President Asif Ali Zardari, left, raises the hand of his son Bilawal Bhutto Zardari at the launch of Bilawal's political career in December (Keystone)

The Swiss authorities have refused to reopen the investigation into Pakistan’s President Asif Ali Zardari involving alleged money laundering in the 1990s, a senior Pakistani justice ministry official revealed on Sunday.

As part of a long-running legal battle over Zardari’s immunity from prosecution, Pakistan’s supreme court forced the Islamabad government to write to the Swiss authorities to ask them to reevaluate Zardari’s file last October.
 
According to Yasmin Abbasey of Pakistan’s justice ministry, the Swiss responded “with a letter indicating that the [Pakistani] president enjoyed immunity”. The Swiss response backs up the position of Pakistan’s government which has insisted on Zardari’s immunity throughout the legal-political saga.
 
Pakistan’s highest court, engaged in a power struggle with the government, has been pushing since December 2009 for the green light to ask Switzerland to reopen the old cases in which Zardari and his now deceased wife Benazir Bhutto, were charged with concealing $12 million received in kickbacks during Bhutto’ second term in office as prime minister from 1993 to 1996.

Geneva connection

The announcement comes in the run up to general elections in Pakistan in May.
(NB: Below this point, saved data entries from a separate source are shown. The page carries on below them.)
PR #285, opened 2015-10-06
CDRIVER-701 partial fix

bauman:
now allows the leaf compare to be more mongo like if right side is an array.  Still returns correctly for previous tests on exact document match.

### DIFF
--- a/CMakeLists.txt
+++ b/CMakeLists.txt
@@ -259,6 +259,11 @@ mongoc_add_test(test-sharded-cluster FALSE
    ${SOURCE_DIR}/tests/test-sharded-cluster.c
    ${SOURCE_DIR}/tests/mongoc-tests.c
    ${SOURCE_DIR}/tests/ha-test.c)
+mongoc_add_test(test-matcher-cdriver701 FALSE
+        ${SOURCE_DIR}/tests/test-mongoc-matcher_cdriver701.c
+        ${SOURCE_DIR}/tests/mongoc-tests.c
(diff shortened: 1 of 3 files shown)


ajdavis:
Thanks for this, taking a look now.

ajdavis:
Why do you say this is a "partial" fix? What's missing regarding array matching?

bauman:
It's got 100% coverage for -701.

It will only match correctly if the list is the last item.

{'a': {'b': [1, 2]}}
spec {"a.b":1} correctly works.

I've spent a few cylces trying to make it work with lists inside the namespace, but at the end of the day, I don't need it.  As you say, it's not supposed to be close to mongodb.  Decided to fight that battle another day and do the pull now since it does what I need.

{'a': [{'b': [1, 2]}, {'b': [3, 4]}]}
spec {"a.b":1} does not work.

user would need to know a = a list of 2 items and build 2 specs
{"a.0.b":1} && {"a.1.b":1} would work.

ajdavis:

Although Zardari has consistently maintained his innocence, he and Bhutto were found guilty in absentia by a Geneva court in 2003 of laundering millions of francs.
 
The two had been accused of receiving multi-million dollar bribes in exchange for handing a contract to Geneva-based certification group Société Générale de Surveillance during Bhutto’s second term in office, which lasted from 1993 to 1996.

They were each sentenced to six months in prison and fined but both punishments were automatically suspended when they appealed.
 
Canton Geneva closed the 11-year-old case in 2008 at the request of the Pakistani authorities.